Son fils, élève d’un lycée à Iaroslavl, s’enfuit pendant la guerre des Boers, il s’enfuit de chez lui avec des camarades pour aller en Afrique aider les Boers. «Et ainsi, ma femme et moi», dit le marchand, «avons vécu un chagrin terrible pendant trois jours, nous avons envoyé des télégrammes dans toutes les régions de Russie concernant l’interception de notre fils et nous désespérions déjà de le retrouver. J’ai décidé d’aller à la Laure de Saint Serge auprès du Père Barnabé pour lui demander ses prières et ses conseils sur ce qu’il fallait faire.

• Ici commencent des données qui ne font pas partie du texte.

PR #28, opened 2022-07-13
Add a `try_into_new_client(self, client_id: &str )` method to Service

sosthene-nitrokey:
This method is similar to `try_as_new_client` except the resulting ClientImplementation owns the Service. This makes it `'static` which is useful in many cases.

This required also implementing `Syscall` for `Service` (it was previously only implemented for `&mut Service`.

### DIFF
--- a/src/service.rs
+++ b/src/service.rs
@@ -751,3 +751,11 @@ where P: Platform
         self.process();
     }
 }
+
+impl<P> crate::client::Syscall for Service<P>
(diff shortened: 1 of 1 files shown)


robin-nitrokey (approved):

daringer:
- [x] does not change the existing API
- [x] github workflows run w/o issues
- [x] properly reviewed & tested

PR #29, opened 2022-07-17
[RFC] RSA lib integration

alt3r-3go:
This is an "request for comments"-type PR to invite a discussion and iron out the details of the RSA library integration.

#### Context
We've discussed this with the Nitrokey team a while ago (around the end of 2021) and I took a stab at it, then it got paused for several months after [this discussion](https://matrix.to/#/!zMQxxTSteoBoAeoObv:matrix.org/$kZ_aCPeh01bFwuARIJ1Q95nGeezJIVXbFhNtboNV6Iw?via=solokeys.com&via=matrix.org&via=nitro.chat) we additionally had with @nickray. Recently @daringer suggested we move ahead anyway, probably in a form of an NK-specific temporary fork, while those TIPs are getting written/implemented. AFAIU this is driven by the desire to have an RSA implementation for NK3, so at least some working solution is valued higher than the ideal one we discussed in that Matrix chat.

#### Implemented now
RSA2K-PKCS_v1.5 signing/verification and the whole necessary set of helper traits (`DeriveKey`, etc) + tests for them, that work on a PC. I separately was able to run Trussed and the RSA lib's full set of tests on my nRF52832, but haven't yet tried both of them at once.

#### Caveats
The PR is still well WIP and has items to discuss (marked as `TODO:alt3r-3go` in the code). I've based the general approach on the `miracl` one (#12) and that proved to be quite useful, so kudos to @nickray for such a nice example. Due to one of the TODOs related to the test infra, tests need to be run one by one for now, at the bottom of this description I'm showing a simple script that can be used for that. I haven't included it into the code, but let me know if it's helpful until I close the TODO.

All comments, big and small, as well as suggestions on the TODOs are more than welcome.

#### Testing script
```bash
#!/bin/bash

set -e
set -x

clear && RUST_BACKTRACE=1 cargo test --test rsa2kpkcs rsa2kpkcs_sign_verify -- --nocapture --show-output
RUST_BACKTRACE=1 cargo test --test rsa2kpkcs rsa2kpkcs_generate -- --nocapture --show-output
RUST_BACKTRACE=1 cargo test --test rsa2kpkcs rsa2kpkcs_derive -- --nocapture --show-output
RUST_BACKTRACE=1 cargo test --test rsa2kpkcs rsa2kpkcs_exists -- --nocapture --show-output
RUST_BACKTRACE=1 cargo test --test rsa2kpkcs rsa2kpkcs_serialize -- --nocapture --show-output
RUST_BACKTRACE=1 cargo test --test rsa2kpkcs rsa2kpkcs_deserialize -- --nocapture --show-output
RUST_BACKTRACE=1 cargo test --test rsa2kpkcs rsa2kpkcs_sign_verify -- --nocapture --show-output
```

### DIFF
--- a/src/mechanisms.rs
+++ b/src/mechanisms.rs
@@ -47,7 +47,8 @@ pub struct P256Prehashed {}
 mod p256;
 
 pub struct Rsa2kPkcs {}
-mod rsa2kpkcs;
+// Later on we'll add: "pub struct Rsa2kPss {}" and so on
+mod rsa2k;
 
 pub struct Sha256 {}
 mod sha256;
--- a/src/mechanisms/rsa2k.rs
+++ b/src/mechanisms/rsa2k.rs
@@ -12,11 +12,7 @@ use crate::error::Error;
 use crate::service::*;
 use crate::types::*;
 
-//TODO:alt3r-3go: sign() and verify() are the only two methods that are actually different between -pkcs and -pss.
-//                Moreover, the key::Kind::Rsa2K could also probably be parametrized, instead of having a dedicated kind
-//                for each. Overall this means the class structure can probably be simplified - need to decide.
-
-#[cfg(feature = "rsa2k-pkcs")]
+#[cfg(feature = "rsa2k")]
 impl DeriveKey for super::Rsa2kPkcs
 {
     #[inline(never)]
@@ -55,7 +51,7 @@ impl DeriveKey for super::Rsa2kPkcs
     }
 }
 
-#[cfg(feature = "rsa2k-pkcs")]
+#[cfg(feature = "rsa2k")]
 impl DeserializeKey for super::Rsa2kPkcs
 {
     #[inline(never)]
@@ -73,7 +69,7 @@ impl DeserializeKey for super::Rsa2kPkcs
         let private_key: RsaPrivateKey = DecodePrivateKey::from_pkcs8_der(&request.serialized_key)
             .map_err(|_| Error::InvalidSerializedKey)?;
 
-        // We store our keys in PKCS#8 DER format as well
+        // We store our keys in PKCS#8 DER format
         let private_key_der = private_key.to_pkcs8_der()
             .expect("Failed to serialize an RSA 2K private key to PKCS#8 DER");
 
@@ -88,7 +84,7 @@ impl DeserializeKey for super::Rsa2kPkcs
     }
 }
 
-#[cfg(feature = "rsa2k-pkcs")]
+#[cfg(feature = "rsa2k")]
 impl GenerateKey for super::Rsa2kPkcs
 {
     #[inline(never)]
@@ -125,7 +121,7 @@ impl GenerateKey for super::Rsa2kPkcs
     }
 }
 
-#[cfg(feature = "rsa2k-pkcs")]
+#[cfg(feature = "rsa2k")]
 impl SerializeKey for super::Rsa2kPkcs
 {
     #[inline(never)]
@@ -140,8 +136,6 @@ impl SerializeKey for super::Rsa2kPkcs
             .material;
 
         let serialized_key = match request.format {
-            // TODO:alt3r-3go: There are "Der" and "Asn1Der" commented out in KeySerialization enum,
-            //                 should those be used instead?
             KeySerialization::Raw => {
                 let mut serialized_key = Message::new();
                 serialized_key.extend_from_slice(&priv_key_der).map_err(|_| Error::InternalError)?;
@@ -155,7 +149,7 @@ impl SerializeKey for super::Rsa2kPkcs
     }
 }
 
-#[cfg(feature = "rsa2k-pkcs")]
+#[cfg(feature = "rsa2k")]
 impl Exists for super::Rsa2kPkcs
 {
     #[inline(never)]
@@ -169,7 +163,7 @@ impl Exists for super::Rsa2kPkcs
     }
 }
 
-#[cfg(feature = "rsa2k-pkcs")]
+#[cfg(feature = "rsa2k")]
 impl Sign for super::Rsa2kPkcs
 {
     #[inline(never)]
@@ -188,12 +182,9 @@ impl Sign for super::Rsa2kPkcs
             .expect("Failed to deserialize an RSA 2K private key from PKCS#8 DER");
 
         // RSA lib takes in a hash value to sign, not raw data.
-        // TODO:alt3r-3go: Do we assume we get digest into this function, or we calculate it ourselves?
-        // use sha2::digest::Digest;
-        // let digest_to_sign: [u8; 32] = sha2::Sha256::digest(&request.message).into();
+        // We assume we get digest into this function, too.
 
-        // TODO:alt3r-3go: There's also .sign_blinded(), which is supposed to protect the private key from timing side channels,
-        //                 but requires an RNG instance - decide if we want to always use it.
+        // TODO: Consider using .sign_blinded(), which is supposed to protect the private key from timing side channels
         use rsa::padding::PaddingScheme;
         use rsa::hash::Hash;
         let native_signature = priv_key
@@ -211,7 +202,7 @@ impl Sign for super::Rsa2kPkcs
     }
 }
 
-#[cfg(feature = "rsa2k-pkcs")]
+#[cfg(feature = "rsa2k")]
 impl Verify for super::Rsa2kPkcs
 {
     #[inline(never)]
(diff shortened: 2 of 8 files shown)


robin-nitrokey:
Thank you for the PR!  I did not have a closer look yet but I just want to give you a heads-up that we are already working on a solution for the test issue.

robin-nitrokey:
@alt3r-3go https://github.com/trussed-dev/trussed/pull/31 refactors the client used for the tests and should allow you to execute them normally with `cargo test --features virt`.

daringer:
Hey @alt3r-3go,

great work, I will answer (hopefully all) of your TODOs here to have it in one place.

* let's first stick (implementation-wise) to `rsa2k` only

* generally [cfg-feature granularity](https://github.com/trussed-dev/trussed/pull/29/files#diff-cba64c21ab992eaad29fce147a08f4560a4769bc14682b8a96081a5fd02dbecdR48): I would suggest to have exactly 3 features for RSA: `rsa2k`, `rsa3k` and `rsa4k`

* don't worry about the [magic numbers](https://github.com/trussed-dev/trussed/pull/29/files#diff-cba64c21ab992eaad29fce147a08f4560a4769bc14682b8a96081a5fd02dbecdR54) for now, `config.rs` anyways (as [this comment](https://github.com/trussed-dev/trussed/blob/3da56d8e41b9de64b852ed2bdcfd623118b09c3d/src/config.rs#L6) implies) lacks a proper magic-number-management-mechanism 

* using this configured numbers for [KeyStore](https://github.com/trussed-dev/trussed/pull/29/files#diff-42a890da1c9f63b32160f1b00e612dd86d9202febf0e8ccdc5543b6d47d9a25eR150) is perfectly fine for now - later this would need a compile-time constant (see magic-number-management-mechanism)

* essentially the same argument for [signature length](https://github.com/trussed-dev/trussed/pull/29/files#diff-f51aefff1ec1c07ff1b59d5f2546baaf3804af1c2cbd6c4881ce0251ed2a9435R226), funny though that `p256::Verify` does not check signature length at all and `ed255` does it based on a constant from `salty` - under the line: this is fine for now

* [serialization](https://github.com/trussed-dev/trussed/pull/29/files#diff-f51aefff1ec1c07ff1b59d5f2546baaf3804af1c2cbd6c4881ce0251ed2a9435R143) is perfectly fine with Raw only for now, keep it simple, as long as nothing forces us towards `der` or `asn1der` we stay with `raw`, which anyways implies pkcs#8-der (right?) 

* skip `sign_blinded` for now, to keep it simple (from [here](https://github.com/trussed-dev/trussed/pull/29/files#diff-f51aefff1ec1c07ff1b59d5f2546baaf3804af1c2cbd6c4881ce0251ed2a9435R195))

* [rsa takes a hash instead of raw data](https://github.com/trussed-dev/trussed/pull/29/files#diff-f51aefff1ec1c07ff1b59d5f2546baaf3804af1c2cbd6c4881ce0251ed2a9435R191), this makes it a "prehased" algortihm, thus we should stick to how `p256prehashed` does it: `request.message` directly contains the hash.

* sign & verify i.e. the [PSS vs. PKCS](https://github.com/trussed-dev/trussed/pull/29/files#diff-f51aefff1ec1c07ff1b59d5f2546baaf3804af1c2cbd6c4881ce0251ed2a9435R15) padding story: `p256` also implements two different [variants for sign](https://github.com/trussed-dev/trussed/blob/main/src/mechanisms/p256.rs#L236-L294), so RSA should do the same. This means we will have something like `rsa2k` as feature and then something like:
```
pub struct rsa2k {}
pub struct rsa2kpss {}
mod rsa2k;

// and then

impl Sign for super::rsa2k {}
impl Sign for super::rsa2kpss {}

impl Verify for super::rsa2k {}
impl Verify for super::rsa2kpss {}
```
But again: keep it simple and stick to `rsa2k` (pkcs) first...


Sooo, hope this answers the questions.

Rebasing on top of `main` also allowed me to run all the tests at once:
```
RUST_BACKTRACE=1 cargo test --test rsa2kpkcs --features virt -- --nocapture --show-output
```

This is really nice! Feels like nearly all of the major lifting stuff is done, despite the smaller changes described above (ok ignoring 3k, 4k - but that's totally fine for now). We anyways won't be able to upstream this until RSACrypto / RSA will have proper `no_std` support (which I cannot fully oversee what is missing at this point)

src/mechanisms.rs
```diff
@@ -47,7 +47,8 @@ pub struct P256Prehashed {}
 mod p256;
 
 pub struct Rsa2kPkcs {}
-mod rsa2kpkcs;
+// Later on we'll add: "pub struct Rsa2kPss {}" and so on
+mod rsa2k;
```
sosthene-nitrokey, line 51: Looks like you forgot to `git add` the new `src/mechanisms/rsa2.rs` after renaming.

szszszsz:
Hey @alt3r-3go !
Is there any chance you would have time to look into this PR again this week?

sosthene-nitrokey:
I mean't this PR should be reset to my https://github.com/sosthene-nitrokey/trussed/tree/rsa-lib-integration-fmt branch to resolve merge conflicts

szszszsz:
Hey @sosthene-nitrokey @alt3r-3go ! 
Just FYI, I've added public key serialization and decryption support below. How to proceed to integrate? I can make a PR to this PR in a few days (feel free to do it earlier if you need it):
- https://github.com/trussed-dev/trussed/compare/6f4b547fe710058033efbb9090bcf5649c7a0494...Nitrokey:trussed:webcrypt-devel-rsa

sosthene-nitrokey:
I'm aiso working on a modified branch on top of #51: [here](https://github.com/sosthene-nitrokey/trussed/tree/rsa-rebased)

src/mechanisms/rsa2k.rs
```diff
@@ -0,0 +1,251 @@
...
+        let priv_key: RsaPrivateKey = DecodePrivateKey::from_pkcs8_der(&priv_key_der)
+            .expect("Failed to deserialize an RSA 2K private key from PKCS#8 DER");
+
+        // RSA lib takes in a hash value to sign, not raw data.
+        // We assume we get digest into this function, too.
+
+        // TODO: Consider using .sign_blinded(), which is supposed to protect the private key from timing side channels
+        use rsa::padding::PaddingScheme;
+        use rsa::hash::Hash;
+        let native_signature = priv_key
```
sosthene-nitrokey, line 190: This can panic il the length of the data is not `32`, it should return an error instead.

szszszsz:
@sosthene-nitrokey @daringer @robin-nitrokey  We should discuss this tomorrow

src/mechanisms/rsa2k.rs
```diff
@@ -0,0 +1,251 @@
...
+        }
+
+        // TODO: This must not be a hardcoded magic number, convert when a common mechanism is available
+        if request.signature.len() != 256 {
+            return Err(Error::WrongSignatureLength);
+        }
+
+        let key_id = request.key;
+
+        let priv_key_der = keystore.load_key(key::Secrecy::Secret, Some(key::Kind::Rsa2k), &key_id)
```
sosthene-nitrokey, line 224: Signature verification should probably load a public key.

src/mechanisms/rsa2k.rs
sosthene-nitrokey: Also we may want to use another hash than SHA-256. I'd be in favor of using `None` for the hash. We need that for OpenPGP anyway, as all hashes can be used. it depends on the host.

It would require added documentation that the hash prefix needs to be added by the client though.

sosthene-nitrokey: I agree this is somewhat uncomfortable, but for [OpenPGP](https://raw.githubusercontent.com/Nitrokey/openpgp-card/master/OpenPGP%20Card%20Specification%203.4.pdf): in § 7.2.10, it mentions the digest prefix added for each hash that come as part of the input (DigestInfo) "The card may not check the correctness of the DigestInfo.". So we need to accept any input and not attempt to parse it or add any prefix other than the Pkcs#1v15 padding.

src/mechanisms/rsa2k.rs
sosthene-nitrokey: The keystore can hold both public and private keys. It's a bit of a shame that it needs to be told what key is being loaded rather than returning an enum allowing to match against the key type, which would be more flexible.

sosthene-nitrokey: > It does derive it, a little below.

Yes, but the current implementation means you can't verify a signature unless you also have the private key.

PR #30, opened 2022-07-20
Add metadata method to the FilesystemClient and Filestore traits

sosthene-nitrokey:
This method allows efficient probing of files and directories, and is especially useful to know if they exist or not.


robin-nitrokey (approved):

daringer:
- [ ] does not change the existing API
- [ ] github workflows run w/o issues
- [ ] properly reviewed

J’étais accompagné par un étudiant, un athée. Ayant appris le but de mon voyage chez le Hiéromoine Barnabé, il voulut immédiatement me persuader de l’emmener voir ce «faiseur de miracles», et je l’emmenai. En entrant dans la cellule du Père Barnabé, j’ai reçu, en larmes, sa bénédiction, et lui, sans écouter un mot, a dit : «Eh bien, pourquoi pleures-tu?! Votre fils sera amené à Moscou demain avec dix-huit autres camarades dans telle gare.» Et il s’approcha de l’élève et, le bénissant, lui dit : «Tu termineras le cours comme premier de classe, tu te marieras, tu seras un merveilleux homme de famille et tu croiras en Dieu.» Et tout cela s’accomplit exactement.»
Une des admiratrices du Père Barnabé raconta, après la mort de celui-ci, un cas remarquable de clairvoyance du Starets. Après s’être séparée de son frère, elle ne reçut aucune information à son sujet pendant longtemps. Par hasard, elle apprit que son frère était mort. Arrivée chez le Starets, elle lui demanda s’il était vivant ou mort. Le Starets réfléchit, devint d’une certaine façon un peu triste, puis, se tournant vers elle, dit : «Non, ton frère est vivant, mais par ses péchés il est mort.» En effet, après un certain temps, elle rencontra son frère, mais en même temps elle apprit des détails à son sujet qui lui firent comprendre que son frère avait emprunté la voie d’un grave vice.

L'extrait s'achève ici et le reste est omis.